Trucks and SUVs, which Americans prefer over sedans, cost more than the compact cars that dominated sales decades ago. Buyers who want larger SUVs with modern features are paying $45,000, $50,000, or more. Finance that amount with a modest down payment and you're immediately underwater the moment you drive off the lot.

The EV Problem

Electric vehicle buyers faced an even worse situation. In Q2 2024, Edmunds reported that the average EV buyer was over $10,000 underwater on their loan. Early EV adopters who paid $60,000 or more for electric vehicles in 2021-2022 watched their trade-in values collapse as new EVs got cheaper and federal tax credits made new purchases more attractive than used ones.

Dealers Are Feeling It Too

Brian Maas, president of the California New Car Dealers Association, told Automotive News that the negative equity problem was becoming "unmanageable" for dealers.

When a buyer shows up with $10,000 or $15,000 in negative equity, the dealer faces a difficult choice. Roll all that debt into the new loan and the buyer's monthly payment becomes so high they might not qualify for financing.

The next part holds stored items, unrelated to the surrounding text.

PR #1747, opened 2020-09-25
Some more replacements to atomic.* types

vagababov:
More readable and declarative.

/assign @julz mattmoor

### DIFF
--- a/apis/duck/cached_test.go
+++ b/apis/duck/cached_test.go
@@ -31,7 +31,7 @@ import (
 
 type BlockingInformerFactory struct {
 	block  chan struct{}
-	nCalls *atomic.Int32
+	nCalls atomic.Int32
 }
 
 var _ InformerFactory = (*BlockingInformerFactory)(nil)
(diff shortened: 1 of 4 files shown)


apis/duck/cached_test.go
```diff
@@ -19,24 +19,25 @@ package duck
...
 	"golang.org/x/sync/errgroup"
+
 	"k8s.io/apimachinery/pkg/runtime/schema"
 	"k8s.io/client-go/tools/cache"
 )
 
 type BlockingInformerFactory struct {
 	block  chan struct{}
-	nCalls int32
+	nCalls *atomic.Int32
```
julz, line 34: Pretty much a nit: think you can just use `atomic.Int32` here since the zero value is valid, and then you don't need the NewInt32 later (eg like in [throttler](https://github.com/knative/serving/blob/98f3589c694b7ed987b075c4fb4465edead6e4e9/pkg/activator/net/throttler.go#L80))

Some dealers are extending loan terms to 84 or even 96 months, or steering buyers toward less expensive vehicles than they want. But these solutions just kick the problem down the road.

No Easy Way Out

Breaking the negative equity cycle requires painful options: keep the car much longer than you want, make a large down payment on the next vehicle to cover the negative equity, or take the financial hit by paying off the debt out of pocket. Most people don't have thousands in cash available for any of these solutions.

The negative equity crisis creates ripple effects throughout the automotive market. Buyers trapped in underwater loans can't trade up to new vehicles, reducing sales. Those who do trade in with massive negative equity end up with monthly payments so high they stretch budgets to the breaking point, increasing default risk for lenders.

For American car buyers, the negative equity trap has become the new normal. The $7,214 average is a record — but given current trends, it probably won't be a record for long.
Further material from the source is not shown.